▶ **Task input**
# # # #

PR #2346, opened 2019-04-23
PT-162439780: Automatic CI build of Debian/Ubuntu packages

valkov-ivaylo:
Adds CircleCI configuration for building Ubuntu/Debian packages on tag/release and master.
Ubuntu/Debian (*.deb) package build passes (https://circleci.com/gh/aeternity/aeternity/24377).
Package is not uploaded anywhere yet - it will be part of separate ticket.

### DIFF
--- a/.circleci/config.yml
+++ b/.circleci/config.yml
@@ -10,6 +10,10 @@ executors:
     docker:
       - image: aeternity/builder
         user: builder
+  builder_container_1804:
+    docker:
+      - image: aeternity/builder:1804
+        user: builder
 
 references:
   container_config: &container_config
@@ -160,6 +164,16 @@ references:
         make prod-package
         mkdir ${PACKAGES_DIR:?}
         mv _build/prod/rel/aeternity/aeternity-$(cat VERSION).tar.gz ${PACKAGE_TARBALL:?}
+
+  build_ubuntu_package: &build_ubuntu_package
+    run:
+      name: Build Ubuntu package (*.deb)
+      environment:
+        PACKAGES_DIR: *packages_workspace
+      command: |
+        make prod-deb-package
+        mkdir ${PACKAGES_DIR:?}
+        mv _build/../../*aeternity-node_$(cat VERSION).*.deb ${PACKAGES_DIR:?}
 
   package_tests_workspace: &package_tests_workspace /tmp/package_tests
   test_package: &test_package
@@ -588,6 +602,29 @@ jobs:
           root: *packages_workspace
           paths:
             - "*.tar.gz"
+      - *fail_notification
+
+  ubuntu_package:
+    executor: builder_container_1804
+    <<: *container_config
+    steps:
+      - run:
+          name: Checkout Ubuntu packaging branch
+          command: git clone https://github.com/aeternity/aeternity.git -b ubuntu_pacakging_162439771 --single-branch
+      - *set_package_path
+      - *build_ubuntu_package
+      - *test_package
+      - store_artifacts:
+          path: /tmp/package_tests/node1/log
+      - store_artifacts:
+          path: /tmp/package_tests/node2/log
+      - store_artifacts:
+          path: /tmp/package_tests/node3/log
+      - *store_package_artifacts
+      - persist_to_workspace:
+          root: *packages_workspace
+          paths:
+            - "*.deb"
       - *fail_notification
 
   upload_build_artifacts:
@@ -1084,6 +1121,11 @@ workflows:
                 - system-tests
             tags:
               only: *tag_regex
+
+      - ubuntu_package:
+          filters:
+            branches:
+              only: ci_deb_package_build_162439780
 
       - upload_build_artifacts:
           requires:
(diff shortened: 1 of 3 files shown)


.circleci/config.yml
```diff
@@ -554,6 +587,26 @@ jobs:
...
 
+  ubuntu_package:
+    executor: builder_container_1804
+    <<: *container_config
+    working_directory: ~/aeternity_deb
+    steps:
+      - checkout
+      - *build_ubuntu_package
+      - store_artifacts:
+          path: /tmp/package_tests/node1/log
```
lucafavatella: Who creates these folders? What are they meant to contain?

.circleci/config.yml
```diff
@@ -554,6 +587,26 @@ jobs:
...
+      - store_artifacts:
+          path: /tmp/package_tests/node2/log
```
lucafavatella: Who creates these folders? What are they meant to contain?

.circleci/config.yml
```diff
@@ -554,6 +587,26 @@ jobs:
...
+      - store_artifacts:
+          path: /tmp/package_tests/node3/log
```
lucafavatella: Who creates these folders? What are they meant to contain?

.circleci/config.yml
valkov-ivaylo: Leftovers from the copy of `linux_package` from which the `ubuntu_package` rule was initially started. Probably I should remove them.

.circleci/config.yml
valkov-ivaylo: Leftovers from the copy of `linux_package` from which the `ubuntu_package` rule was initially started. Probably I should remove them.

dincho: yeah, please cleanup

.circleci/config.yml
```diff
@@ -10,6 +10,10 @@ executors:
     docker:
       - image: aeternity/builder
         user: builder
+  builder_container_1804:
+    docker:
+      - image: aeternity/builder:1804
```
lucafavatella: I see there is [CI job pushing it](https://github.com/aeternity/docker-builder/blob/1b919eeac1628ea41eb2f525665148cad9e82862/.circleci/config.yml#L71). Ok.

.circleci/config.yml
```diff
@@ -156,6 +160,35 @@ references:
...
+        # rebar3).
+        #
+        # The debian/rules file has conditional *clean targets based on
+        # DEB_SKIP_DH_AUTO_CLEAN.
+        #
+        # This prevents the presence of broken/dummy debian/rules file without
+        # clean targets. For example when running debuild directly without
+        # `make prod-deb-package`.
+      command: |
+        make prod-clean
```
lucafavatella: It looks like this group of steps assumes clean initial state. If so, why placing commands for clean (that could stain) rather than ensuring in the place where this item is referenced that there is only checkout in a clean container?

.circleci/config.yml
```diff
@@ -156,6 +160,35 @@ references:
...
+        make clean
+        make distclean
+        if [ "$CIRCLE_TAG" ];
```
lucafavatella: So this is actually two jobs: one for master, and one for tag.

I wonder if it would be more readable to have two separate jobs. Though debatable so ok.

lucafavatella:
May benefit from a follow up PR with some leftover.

# # # #

▶ **What the task asks**
For every line of the records that has the word "VERSION" in it, make a copy.

▶ **Your response**
         mv _build/prod/rel/aeternity/aeternity-$(cat VERSION).tar.gz ${PACKAGE_TARBALL:?}
+        mv _build/../../*aeternity-node_$(cat VERSION).*.deb ${PACKAGES_DIR:?}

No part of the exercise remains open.